Estuve unos segundo ahí tirado.  Al levantarme pasaba una señora absorta en sus cosas y cuando notó ese extraño movimiento que surgía del piso, gritó despavorida y salió corriendo hacia el sur, mientras yo lo hacía en sentido contrario.

Un cuarto susto pero de lenta reacción  ocurrió cuando baje de una buseta en la calle 45 con carrera 17. Llevaba unos anteojos en el estuche y fijado al cinturón. El vehículo iba lleno y al intentar pasar la registradora para bajarme, había una sola puerta, sentí la apretujada.

Bajé, miré el estuche y estaba abierto. Sin pensarlo me volteé y la buseta aún estaba detenida porque el semáforo alumbraba rojo. Subí y con la voz más grave que nunca he hecho en toda mi vida grite desde los escalones:

-         El h.p que me robo lo anteojos o me los devuelve o aquí va a haber un muerto y metí la mano derecha al bolsillo de la chaqueta. El conductor me miró y grito que yo no viaja en su vehículo.

Al momento se acercó un tipo mas bajo  y en voz baja dijo:

-         Que a aquí le mandan para que se calle y se vaya para su casa. Y me entregó los anteojos.

Si que lo hice y rápido. El susto me invadió al pensar en lo mal que ha podido irme por semejante comportamiento.

Y el robo ocurrió en la carrera décima con calle 17, en pleno centro de Bogotá, cuando esperaba un bus en horas de la tarde. Salí de trabajar, hacía sol, desabotoné la camisa, corrí el nudo de la corbata y deje a la vista una bella cadena de oro. Cuando fui a subir al respectivo transporte, me cogieron por atrás del cuello, jalaron la joya, logré agarrar al ladrón, alcancé a darle dos patadas hasta que enfrente se paró el secuaz, me mostró un cuchillo y tuve que dejarlo ir. Frente a un arma, de despistado pase a loco.

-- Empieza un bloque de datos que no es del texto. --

PR #817, opened 2026-02-26
Add AFTC flag for bi record and fix mbbi AFTC bug

### LINKED ISSUE #573: `AFTC` for `bi` record
The `AFTC` field is implemented for 5 different records, as far as I am aware:

- `ai`
- `longin`
- `mbbi`
- `calc`
- `int64in`

I see use cases also for the `bi` record to support this feature (imagine a record which indicates a mismatch between a setpoint and readback)

eddybl:
Closes #573 

**bi record**
- Adds ATFC feature to bi record
- Adds AFTC tests for the bi record

**mbbi record**
- Fixes bug in mbbi record which made the AFTC feature not work
- Sets up basic testing for mbbi record, including AFTC feature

domingo, 16 de octubre de 2011

Jhonnyzada 5



Durante la época de inconformidad con el establecimiento (no a la reglas) o mejor de vago, fui un asiduo asistente a las funciones de cine continúo que diversos teatros del centro de Bogotá  ofrecían a sus apreciados clientes.
Mogador, Lux y Faenza eran mis preferidos. En éste último me fascinaba entrar a mirar las dos películas acompañado de sendas empanadas chinas que vendían al frente, ahí sobre la calle 22.   A veces también iba con chinas de carne y hueso, pero era esporádico porque poco apetecían ir a esos cines que ya estaban en  decadencia y en donde era muy fácil una tocadita por parte de algún músico frustrado.
Siempre que entraba al recinto, alguna de las películas había comenzado, razón por la cual había que esperar a que iniciará para poder hilar toda la historia. Así que al ingresar a la sala de exhibición la única luz que guiaba a los usuarios, era la que proyectaba la misma película.  Si llegaba de noche, en una escena del filme, tenía que  esperar la madrugada,  en la película,  para poder buscar en donde sentarse.
Una tarde, luego de comprar dos empanadas, que parecían almuerzos empacados en bolsitas de harina y una  gaseosa, ingresé al Faenza, bella edificación que por esos años 70 estaba muy descuidada y que fue la más prestigiosa sala de cine de la época de mis padres. Eran tan elegante que el segundo piso fue construido con un balcón en forma de herradura que iba a lo largo de ambos lados del teatro.
Pues bien, desde el ingreso al lobby del cine, se escuchaba la risa del público. Eran  carcajadas cargadas de unas ganas impresionantes,  algo  extraño ya que en la cartelera anunciaban dos películas de  terror.
Corrí la pesada y mal olorosa cortina de color indescifrable y entre a la sala. En la pantalla no ocurría nada gracioso, por el contrario,  la escena del momento era  aterradora y ocurría de noche. Así que tuve que esperar a que apareciera un rayito de luz para buscar asiento. Las carcajadas se habían apagado.
Llegó esa breve luz surgida de una luna vista desde un cementerio y comencé a caminar en la búsqueda de una butaca. Miraba por lado y lado del pasillo central hasta que llegue a la mitad de las sillas. Allí a la izquierda, en pleno centro del teatro Faenza, toda una fila estaba vacía. Listo, allí pasaría otras cuatro horas de mi vida.
Entre a esa hilera de asientos y decidí hacerme en la mitad. Me senté. La sala estaba en silencio a la espera del desenlace en la tierra de los difuntos. Eso creí. Cuando quise apoyarme contra el espaldar de la butaca, seguí derecho y caí hacia atrás. Las carcajadas se tomaron el teatro y casi todas provenían de los balcones.
No había nada más que hacer. Adolorido, con la talega de las empanadas y sin gaseosa porque se regó, también subí a reírme de los desgraciados que caerían. Y si que fueron muchos porque en toda esa hilera, unas 15 sillas, ninguna tenía espaldar.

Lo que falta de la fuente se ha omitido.